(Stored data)
╔══
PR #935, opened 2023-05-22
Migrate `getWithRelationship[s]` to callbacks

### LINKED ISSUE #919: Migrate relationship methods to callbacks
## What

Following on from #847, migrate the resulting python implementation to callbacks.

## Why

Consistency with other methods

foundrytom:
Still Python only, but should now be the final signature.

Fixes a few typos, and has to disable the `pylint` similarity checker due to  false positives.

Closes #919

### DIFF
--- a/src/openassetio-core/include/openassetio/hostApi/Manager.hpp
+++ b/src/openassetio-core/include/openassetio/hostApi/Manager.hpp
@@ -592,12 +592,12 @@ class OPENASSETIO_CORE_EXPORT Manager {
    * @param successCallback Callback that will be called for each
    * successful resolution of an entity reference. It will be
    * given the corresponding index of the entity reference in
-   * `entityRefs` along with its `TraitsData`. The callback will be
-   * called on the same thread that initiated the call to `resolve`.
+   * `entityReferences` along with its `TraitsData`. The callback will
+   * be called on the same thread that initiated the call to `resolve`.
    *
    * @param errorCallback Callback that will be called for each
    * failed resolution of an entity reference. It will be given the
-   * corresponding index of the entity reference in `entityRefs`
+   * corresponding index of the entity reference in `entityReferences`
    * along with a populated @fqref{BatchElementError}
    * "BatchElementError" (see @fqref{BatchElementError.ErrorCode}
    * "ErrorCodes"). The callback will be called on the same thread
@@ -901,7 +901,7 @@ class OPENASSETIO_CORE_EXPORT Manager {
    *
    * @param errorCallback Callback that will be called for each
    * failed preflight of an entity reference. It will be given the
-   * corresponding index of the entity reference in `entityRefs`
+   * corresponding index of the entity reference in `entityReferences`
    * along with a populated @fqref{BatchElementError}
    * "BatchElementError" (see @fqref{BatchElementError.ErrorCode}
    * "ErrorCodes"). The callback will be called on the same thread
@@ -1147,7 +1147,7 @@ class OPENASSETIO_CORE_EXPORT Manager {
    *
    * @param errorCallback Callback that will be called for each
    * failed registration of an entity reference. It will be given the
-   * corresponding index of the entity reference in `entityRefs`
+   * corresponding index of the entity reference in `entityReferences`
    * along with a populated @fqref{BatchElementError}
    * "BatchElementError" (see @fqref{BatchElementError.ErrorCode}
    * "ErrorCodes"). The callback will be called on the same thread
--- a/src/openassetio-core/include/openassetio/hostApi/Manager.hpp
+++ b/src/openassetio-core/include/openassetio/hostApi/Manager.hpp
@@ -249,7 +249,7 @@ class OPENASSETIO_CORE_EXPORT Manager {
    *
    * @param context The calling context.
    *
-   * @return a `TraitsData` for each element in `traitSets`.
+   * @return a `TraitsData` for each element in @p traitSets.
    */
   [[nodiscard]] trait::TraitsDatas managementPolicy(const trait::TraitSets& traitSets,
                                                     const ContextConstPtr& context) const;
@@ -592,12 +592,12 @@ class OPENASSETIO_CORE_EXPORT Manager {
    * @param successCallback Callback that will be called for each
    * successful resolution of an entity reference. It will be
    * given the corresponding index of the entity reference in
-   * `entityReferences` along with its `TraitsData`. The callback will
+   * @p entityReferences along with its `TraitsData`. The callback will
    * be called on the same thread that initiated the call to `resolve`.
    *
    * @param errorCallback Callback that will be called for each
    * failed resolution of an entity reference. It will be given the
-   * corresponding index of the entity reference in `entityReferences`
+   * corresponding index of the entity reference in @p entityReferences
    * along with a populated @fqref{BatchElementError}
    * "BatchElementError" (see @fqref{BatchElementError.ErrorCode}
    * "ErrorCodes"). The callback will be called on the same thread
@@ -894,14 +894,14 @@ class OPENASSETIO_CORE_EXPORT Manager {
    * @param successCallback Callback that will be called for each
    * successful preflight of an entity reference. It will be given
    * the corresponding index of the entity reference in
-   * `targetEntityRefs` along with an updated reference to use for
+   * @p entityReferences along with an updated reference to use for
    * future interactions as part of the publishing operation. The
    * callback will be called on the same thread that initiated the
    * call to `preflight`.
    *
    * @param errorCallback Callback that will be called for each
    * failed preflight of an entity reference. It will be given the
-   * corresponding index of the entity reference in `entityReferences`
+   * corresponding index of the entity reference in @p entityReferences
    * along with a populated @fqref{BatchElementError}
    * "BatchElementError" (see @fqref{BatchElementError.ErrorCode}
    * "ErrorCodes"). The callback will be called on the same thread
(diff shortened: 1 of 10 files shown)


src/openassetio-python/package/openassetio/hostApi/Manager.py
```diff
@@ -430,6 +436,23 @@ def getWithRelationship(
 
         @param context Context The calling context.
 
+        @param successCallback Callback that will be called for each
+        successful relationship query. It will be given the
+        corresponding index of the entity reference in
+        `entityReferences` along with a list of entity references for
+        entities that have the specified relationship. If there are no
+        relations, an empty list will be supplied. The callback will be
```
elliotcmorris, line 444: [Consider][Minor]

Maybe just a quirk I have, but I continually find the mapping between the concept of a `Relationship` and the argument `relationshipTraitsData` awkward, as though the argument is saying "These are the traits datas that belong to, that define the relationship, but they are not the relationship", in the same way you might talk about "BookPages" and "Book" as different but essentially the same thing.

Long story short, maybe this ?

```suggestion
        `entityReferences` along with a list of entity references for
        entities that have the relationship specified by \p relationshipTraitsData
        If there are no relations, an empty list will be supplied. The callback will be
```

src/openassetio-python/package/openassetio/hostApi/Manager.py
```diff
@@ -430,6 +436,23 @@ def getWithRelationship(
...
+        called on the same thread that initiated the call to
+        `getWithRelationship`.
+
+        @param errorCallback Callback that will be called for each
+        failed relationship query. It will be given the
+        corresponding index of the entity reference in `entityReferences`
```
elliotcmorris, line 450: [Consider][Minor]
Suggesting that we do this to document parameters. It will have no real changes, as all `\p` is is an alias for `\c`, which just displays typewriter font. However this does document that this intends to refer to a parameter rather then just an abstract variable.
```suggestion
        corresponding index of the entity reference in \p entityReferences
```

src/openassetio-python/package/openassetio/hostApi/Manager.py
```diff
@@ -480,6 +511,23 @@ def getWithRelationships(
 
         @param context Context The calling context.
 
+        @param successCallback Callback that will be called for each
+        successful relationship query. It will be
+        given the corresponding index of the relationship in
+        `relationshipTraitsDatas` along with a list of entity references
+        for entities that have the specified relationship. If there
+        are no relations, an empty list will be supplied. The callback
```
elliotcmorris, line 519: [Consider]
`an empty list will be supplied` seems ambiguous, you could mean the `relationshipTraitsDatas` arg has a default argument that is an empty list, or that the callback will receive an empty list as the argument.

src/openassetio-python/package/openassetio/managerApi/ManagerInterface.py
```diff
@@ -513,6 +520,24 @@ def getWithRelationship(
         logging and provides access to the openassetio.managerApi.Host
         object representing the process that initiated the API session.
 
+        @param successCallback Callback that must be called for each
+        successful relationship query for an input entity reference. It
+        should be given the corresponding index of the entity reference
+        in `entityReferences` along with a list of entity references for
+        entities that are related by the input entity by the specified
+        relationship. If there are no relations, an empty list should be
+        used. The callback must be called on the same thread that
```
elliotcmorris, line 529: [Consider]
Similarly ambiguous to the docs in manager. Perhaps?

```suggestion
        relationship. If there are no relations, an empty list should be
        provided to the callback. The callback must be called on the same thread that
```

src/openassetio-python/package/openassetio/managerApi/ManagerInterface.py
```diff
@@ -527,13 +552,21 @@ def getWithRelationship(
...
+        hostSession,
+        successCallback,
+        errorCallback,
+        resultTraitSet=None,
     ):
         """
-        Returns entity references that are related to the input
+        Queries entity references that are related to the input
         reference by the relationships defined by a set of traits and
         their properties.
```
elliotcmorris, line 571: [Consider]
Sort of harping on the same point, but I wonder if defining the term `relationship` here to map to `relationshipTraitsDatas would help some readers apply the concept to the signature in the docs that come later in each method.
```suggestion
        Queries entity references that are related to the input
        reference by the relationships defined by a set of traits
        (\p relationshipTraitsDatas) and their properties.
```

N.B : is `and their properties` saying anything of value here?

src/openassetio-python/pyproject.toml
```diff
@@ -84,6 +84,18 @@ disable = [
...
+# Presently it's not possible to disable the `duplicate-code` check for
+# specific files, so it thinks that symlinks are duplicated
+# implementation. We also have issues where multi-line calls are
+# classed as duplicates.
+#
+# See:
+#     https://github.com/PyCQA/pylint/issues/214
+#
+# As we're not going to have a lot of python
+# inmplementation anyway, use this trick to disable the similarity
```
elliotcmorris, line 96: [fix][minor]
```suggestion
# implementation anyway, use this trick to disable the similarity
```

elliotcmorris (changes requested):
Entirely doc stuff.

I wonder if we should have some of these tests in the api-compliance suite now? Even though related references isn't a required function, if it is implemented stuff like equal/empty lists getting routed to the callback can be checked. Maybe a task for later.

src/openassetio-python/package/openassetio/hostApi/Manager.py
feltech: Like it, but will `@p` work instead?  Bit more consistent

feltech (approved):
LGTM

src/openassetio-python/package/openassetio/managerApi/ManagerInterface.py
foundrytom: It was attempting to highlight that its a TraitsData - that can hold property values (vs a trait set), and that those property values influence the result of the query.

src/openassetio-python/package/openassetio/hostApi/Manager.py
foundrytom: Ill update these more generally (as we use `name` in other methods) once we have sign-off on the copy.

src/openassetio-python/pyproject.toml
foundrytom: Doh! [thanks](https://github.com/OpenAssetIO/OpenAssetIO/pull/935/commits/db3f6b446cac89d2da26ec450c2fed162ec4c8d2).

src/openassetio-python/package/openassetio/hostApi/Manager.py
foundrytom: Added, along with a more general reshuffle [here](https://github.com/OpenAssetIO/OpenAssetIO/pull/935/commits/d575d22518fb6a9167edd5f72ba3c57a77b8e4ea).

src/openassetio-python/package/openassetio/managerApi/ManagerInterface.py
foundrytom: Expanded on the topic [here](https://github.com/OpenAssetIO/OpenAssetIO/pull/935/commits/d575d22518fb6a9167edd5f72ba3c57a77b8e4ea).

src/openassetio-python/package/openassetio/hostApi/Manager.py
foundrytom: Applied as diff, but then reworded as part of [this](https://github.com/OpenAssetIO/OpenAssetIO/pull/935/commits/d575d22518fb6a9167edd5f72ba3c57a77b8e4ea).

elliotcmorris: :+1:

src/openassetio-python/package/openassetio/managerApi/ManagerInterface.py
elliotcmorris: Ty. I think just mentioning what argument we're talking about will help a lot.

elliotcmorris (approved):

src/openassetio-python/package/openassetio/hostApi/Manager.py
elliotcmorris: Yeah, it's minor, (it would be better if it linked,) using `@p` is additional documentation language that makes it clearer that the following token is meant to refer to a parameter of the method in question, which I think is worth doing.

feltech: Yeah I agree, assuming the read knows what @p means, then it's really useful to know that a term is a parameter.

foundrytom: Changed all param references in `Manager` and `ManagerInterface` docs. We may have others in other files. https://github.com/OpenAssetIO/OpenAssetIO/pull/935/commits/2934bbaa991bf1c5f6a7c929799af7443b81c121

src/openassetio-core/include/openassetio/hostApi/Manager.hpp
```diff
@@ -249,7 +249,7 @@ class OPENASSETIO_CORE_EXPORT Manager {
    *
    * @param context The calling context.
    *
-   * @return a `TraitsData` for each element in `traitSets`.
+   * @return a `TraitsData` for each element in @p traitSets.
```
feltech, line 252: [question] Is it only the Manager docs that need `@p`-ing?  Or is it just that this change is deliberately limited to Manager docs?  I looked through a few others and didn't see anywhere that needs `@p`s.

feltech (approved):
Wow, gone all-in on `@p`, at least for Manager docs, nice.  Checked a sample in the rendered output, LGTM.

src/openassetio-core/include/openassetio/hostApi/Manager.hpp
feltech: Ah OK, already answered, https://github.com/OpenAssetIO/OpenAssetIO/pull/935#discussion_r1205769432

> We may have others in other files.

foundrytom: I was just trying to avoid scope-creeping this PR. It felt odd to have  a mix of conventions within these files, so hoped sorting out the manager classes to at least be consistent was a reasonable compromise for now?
╚══
Line count for the word "query": tally the lines of the records above that hold it and give only that figure.

5